SRSF2, or Serine and Arginine Rich Splicing Factor 2, is a protein found in human cells and broadly expressed across various cell types. It belongs to the serine/arginine (SR)-rich family of pre-messenger RNA (pre-mRNA) splicing factors and is considered a normal component of the nuclear speckle structure. SRSF2 plays a fundamental role in genetic processes, essential for proper cell function and overall health.
SRSF2’s Core Function: RNA Splicing
SRSF2’s primary function is RNA splicing, a fundamental step in gene expression. RNA splicing removes non-coding regions, called introns, from a newly made RNA molecule. The remaining coding regions, called exons, are then joined together. This transforms pre-mRNA into mature messenger RNA (mRNA), which carries instructions for building specific proteins.
SRSF2 contributes to this process by recognizing and binding to specific RNA sequences on the pre-mRNA, primarily through its RNA recognition motif (RRM) domain. It also interacts with other splicing factors via its arginine/serine-rich (RS) domain, facilitating the assembly of the spliceosome, the molecular machine responsible for splicing. This coordinated action ensures that exons are accurately assembled, which is vital for producing functional proteins.
When SRSF2 Goes Awry: Implications for Health
When SRSF2 malfunctions due to mutations or dysregulation, it can impact human health. Mutations in SRSF2 are frequently observed in patients with myeloid neoplasms, a type of blood cancer. These include Myelodysplastic Syndromes (MDS) and Acute Myeloid Leukemia (AML).
SRSF2 mutations are among the most common splicing mutations linked to AML, and their presence in a healthy individual carries a high risk of progression to AML. In chronic myelomonocytic leukemia (CMML), SRSF2 mutations are found in a high frequency, ranging from 28% to 47% of cases. These mutations are often associated with specific clinical features, such as multilineage dysplasia and excess blasts in MDS, and can influence how the disease progresses.

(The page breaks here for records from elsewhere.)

PR #786, opened 2023-08-25
I93 bulkrax upgrade

ShanaLMoore:
REF: https://github.com/scientist-softserv/ams/issues/93

This PR upgrades bulkrax from 1.0.2 to 5.3.0 but leaves GBH's custom relationship code so that the XML importer can form child relations.

# XML PARSER
- [x] successfully imports data and forms/displays relationships (using their existing custom relationship code)

image

image

# XML/MANIFEST PARSER
Marked as low priority so we can make a separate ticket for this

# CSV PARSER
Marked as the lowest priority so we can make a separate ticket for this


app/views_rails_6_1/bulkrax/entries/show.html.old.erb
```diff
@@ -1,4 +1,5 @@
 <%# OVERRIDE BULKRAX 1.0.2 to display ID instead of record class name %>
+<% rails 'hel' %>
```
ShanaLMoore: oops

Gemfile
```diff
@@ -21,8 +21,7 @@ if ENV['DEPENDENCIES_NEXT'] && !ENV['DEPENDENCIES_NEXT'].empty?
   gem 'twitter-typeahead-rails', '0.11.1.pre.corejavascript'
   group :bulkrax do
```
kirkkwang: i'm thinking we don't need this group anymore since it's just bulkrax now

ShanaLMoore: true

ShanaLMoore:
converting back to draft to resolve failing 5.1 spec. the 6.1 specs can be handled in their respective tickets.

kirkkwang (approved):

PR #376, opened 2024-11-19
add SyncMode option to PebbleExtraOptions

magicxyyz:
Resolves NIT-2952


diegoximenes (approved):

tsahee (approved):
LGTM

tsahee:
Need to spend some time thinking what should be default for us

ethdb/pebble/pebble.go
```diff
@@ -238,7 +238,7 @@ func New(file string, cache int, handles int, namespace string, readonly bool, e
 		fn:           file,
 		log:          logger,
 		quitChan:     make(chan chan error),
-		writeOptions: &pebble.WriteOptions{Sync: !ephemeral},
```
tsahee, line 241: I think I'll feel better if our default will stay "on" and we could later think if the logic that goes for geth turning it off also fits us

tsahee (changes requested):

tsahee (approved):
LGTM

PR #377, opened 2024-11-22
Filter transaction

ganeshvanahalli:
This PR enables filtering of malicious transactions and blocks via a `stateDB` object

Corresponding Nitro PR- https://github.com/OffchainLabs/nitro/pull/2807
Part of NIT-2848

### DIFF
--- a/core/state/statedb.go
+++ b/core/state/statedb.go
@@ -19,6 +19,7 @@ package state
 
 import (
 	"bytes"
+	"errors"
 	"fmt"
 	"maps"
 	"math/big"
@@ -86,6 +87,7 @@ func (m *mutation) isDelete() bool {
 // commit states.
 type StateDB struct {
 	arbExtraData *ArbitrumExtraData // must be a pointer - can't be a part of StateDB allocation, otherwise its finalizer might not get called
+	arbTxFilter  int
 
 	db         Database
 	prefetcher *triePrefetcher
@@ -217,6 +219,19 @@ func New(root common.Hash, db Database, snaps *snapshot.Tree) (*StateDB, error) 
 		sdb.snap = sdb.snaps.Snapshot(root)
 	}
 	return sdb, nil
+}
+
+func (s *StateDB) FilterTx(withBlock bool) {
+	if s.arbTxFilter == 0 {
+		s.arbTxFilter = 1
+		if withBlock {
+			s.arbTxFilter = 2
+		}
+	}
+}
+
+func (s *StateDB) IsTxValid() bool {
+	return s.arbTxFilter == 1
 }
 
 // SetLogger sets the logger for account update hooks.
@@ -835,6 +850,9 @@ func (s *StateDB) RevertToSnapshot(revid int) {
 	revision := s.validRevisions[idx]
 	snapshot := revision.journalIndex
 	s.arbExtraData.unexpectedBalanceDelta = new(big.Int).Set(revision.unexpectedBalanceDelta)
+	if s.arbTxFilter == 1 {
+		s.arbTxFilter = 0
+	}
 
 	// Replay the journal to undo changes and remove invalidated snapshots
 	s.journal.revert(s, snapshot)
@@ -1220,6 +1238,9 @@ func (s *StateDB) GetTrie() Trie {
 // The associated block number of the state transition is also provided
 // for more chain context.
 func (s *StateDB) Commit(block uint64, deleteEmptyObjects bool) (common.Hash, error) {
+	if s.arbTxFilter == 2 {
+		return common.Hash{}, errors.New("internal error")
+	}
 	// Short circuit in case any database failure occurred earlier.
 	if s.dbErr != nil {
 		return common.Hash{}, fmt.Errorf("commit aborted due to earlier error: %v", s.dbErr)
--- a/core/state/statedb.go
+++ b/core/state/statedb.go
@@ -77,7 +77,8 @@ func (m *mutation) isDelete() bool {
 type arbFiltered int
 
 const (
-	txFiltered arbFiltered = 1 + iota
+	unFiltered arbFiltered = iota
+	txFiltered
 	blockFiltered
 )
 
@@ -231,7 +232,7 @@ func New(root common.Hash, db Database, snaps *snapshot.Tree) (*StateDB, error) 
 }
 
 func (s *StateDB) FilterTx(withBlock bool) {
-	if s.arbTxFilter == 0 {
+	if s.arbTxFilter == unFiltered {
 		s.arbTxFilter = txFiltered
 		if withBlock {
 			s.arbTxFilter = blockFiltered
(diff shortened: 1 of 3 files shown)


core/state/statedb.go
```diff
@@ -86,6 +87,7 @@ func (m *mutation) isDelete() bool {
 // commit states.
 type StateDB struct {
 	arbExtraData *ArbitrumExtraData // must be a pointer - can't be a part of StateDB allocation, otherwise its finalizer might not get called
+	arbTxFilter  int
```
eljobe, line 90: Maybe we could use an enum instead of an int so that each case could have a clear human-readable name in the code?

core/vm/interface.go
```diff
@@ -48,6 +48,10 @@ type StateDB interface {
 	// Arbitrum: preserve old empty account behavior
 	CreateZombieIfDeleted(common.Address)
 
+	// Arbitrum
```
eljobe, line 51: I'm surprised by this API. I would have expected that the api, would be something like, "Prevent transactions that have this (From and Nonce or some other unique transaction identifier) from being processed." But, this seems like it's just flipping some bit in the StateDB telling it to reject the "next" transaction or "next block." It would be great to have a few tests in this PR to demonstrate how callers can use this API to accomplish the desired filtering.

eljobe (changes requested):
Can you also update the PR comment to explain what's going on and why? The link to the Linear ticket is not sufficient for people who want to contribute to the project but don't have access to Linear.

core/state/statedb.go
```diff
@@ -74,6 +74,15 @@ func (m *mutation) isDelete() bool {
 	return m.typ == deletion
 }
 
+type arbFiltered int
+
+const (
+	txFiltered arbFiltered = 1 + iota
```
eljobe, line 80: I think there should be another value in the enum for the zero value.
Maybe `unfiltered` or `notFiltered`

ganeshvanahalli: added it

core/vm/interface.go
ganeshvanahalli: added a nitro system_test in this [PR](https://github.com/OffchainLabs/nitro/pull/2807)

core/state/statedb.go
```diff
@@ -73,6 +74,16 @@ func (m *mutation) isDelete() bool {
 	return m.typ == deletion
 }
 
+type arbFiltered int
+
+const (
+	unFiltered arbFiltered = iota
```
eljobe, line 80: Sorry to be so picky, but since unfiltered is a single word in English. I'd either use `unfiltered` or `notFiltered` here.

eljobe (dismissed):

core/state/statedb.go
```diff
@@ -1220,6 +1248,9 @@ func (s *StateDB) GetTrie() Trie {
 // The associated block number of the state transition is also provided
 // for more chain context.
 func (s *StateDB) Commit(block uint64, deleteEmptyObjects bool) (common.Hash, error) {
+	if s.arbTxFilter == blockFiltered {
```
tsahee, line 1251: what about txFiltered?
I think this should also return an error as we expect filtered transactions to be reverted using RevertToSnapshot

core/state/statedb.go
```diff
@@ -835,6 +860,9 @@ func (s *StateDB) RevertToSnapshot(revid int) {
 	revision := s.validRevisions[idx]
 	snapshot := revision.journalIndex
 	s.arbExtraData.unexpectedBalanceDelta = new(big.Int).Set(revision.unexpectedBalanceDelta)
+	if s.arbTxFilter == txFiltered {
+		s.arbTxFilter = notFiltered
+	}
```
tsahee, line 865: there seems to be an assumption here that revert will always follow the last tx if it was filtered. This might be true, but should at least be checked - at least, check that the tx revert happened after that snapshot and/or fail taking a snapshot if we already have a reverted transaction.. something like that

core/state/statedb.go
```diff
@@ -219,6 +231,19 @@ func New(root common.Hash, db Database, snaps *snapshot.Tree) (*StateDB, error)
...
+func (s *StateDB) FilterTx(withBlock bool) {
+	if s.arbTxFilter == notFiltered {
+		s.arbTxFilter = txFiltered
+		if withBlock {
+			s.arbTxFilter = blockFiltered
+		}
+	}
+}
+
+func (s *StateDB) IsTxInvalid() bool {
```
tsahee, line 243: IsTxFiltered to keep naming consistent?

tsahee (dismissed):

core/state/statedb.go
ganeshvanahalli: txFiltered shouldn't be hit if managed correctly (i.e revert snapshot is called promptly after a failure), but its safer to error out anyway.

core/state/statedb.go
ganeshvanahalli: thanks for the suggestion, it does make sense to have an additional check in place to make sure revert snapshot is called in case of errors

ganeshvanahalli: I've addressed this by adding a panic

ganeshvanahalli: Modified the code in block_processor to include the above check. https://github.com/OffchainLabs/nitro/pull/2807/commits/b2618c992ae8a76500c7789c00efcea106c743be#diff-6e42525ac0041b38964449b89dc7af9261e780bb800266ec13b63e5c681004e4R300-R315

PlasmaPower (changes requested):

PlasmaPower:
Also, I think this flag might need to survive reverts

core/state/statedb.go
```diff
@@ -219,6 +224,16 @@ func New(root common.Hash, db Database, snaps *snapshot.Tree) (*StateDB, error)
 	return sdb, nil
 }
 
+func (s *StateDB) FilterTx() {
+	if !s.arbTxFilter {
+		s.arbTxFilter = true
```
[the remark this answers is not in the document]
ganeshvanahalli: yep, fixed it

core/state/statedb.go
```diff
@@ -86,6 +90,7 @@ func (m *mutation) isDelete() bool {
 // commit states.
 type StateDB struct {
 	arbExtraData *ArbitrumExtraData // must be a pointer - can't be a part of StateDB allocation, otherwise its finalizer might not get called
+	arbTxFilter  bool
```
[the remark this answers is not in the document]
ganeshvanahalli: moved it to arbExtraData for clarity, this also avoids merge conflicts in the future

ganeshvanahalli:
> Also, I think this flag might need to survive reverts

This is handled by persisting the flag in revisions

PlasmaPower:
I'm not sure, wouldn't that mean the flag could get reset to false if a contract reverts?

ganeshvanahalli:
> I'm not sure, wouldn't that mean the flag could get reset to false if a contract reverts?

if a contract reverts such that it leads to a tx failure, then we dont have to worry about the boolean as statedb would be reset to previous snapshot in the block_processor anyway. and if the contract revert doesn't cause the tx failure then geth would've taken a statedb snapshot before such an execution right? so that it can revert back to it? in which can revisions would persist the boolean's value

eljobe (dismissed):
LGMT

eljobe (approved):
LGTM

How SRSF2 Dysfunction Leads to Disease
Altered SRSF2 function contributes to the development and progression of myeloid neoplasms by disrupting normal RNA splicing. Mutations in SRSF2 can change its ability to bind to specific RNA sequences. This altered binding affinity leads to mis-splicing of hundreds of other genes, resulting in the incorrect inclusion or exclusion of exons.
This mis-splicing can produce faulty proteins or alter the levels of correctly made proteins, which then disrupts normal cellular processes like cell growth, differentiation, and programmed cell death. For instance, some SRSF2 mutations can inhibit cell proliferation by inducing cell cycle arrest and apoptosis. The distorted cell cycle can prevent cells from completing their division and lead to cell death. This disruption of normal cell regulation mechanisms can drive the uncontrolled cell growth characteristic of cancer development.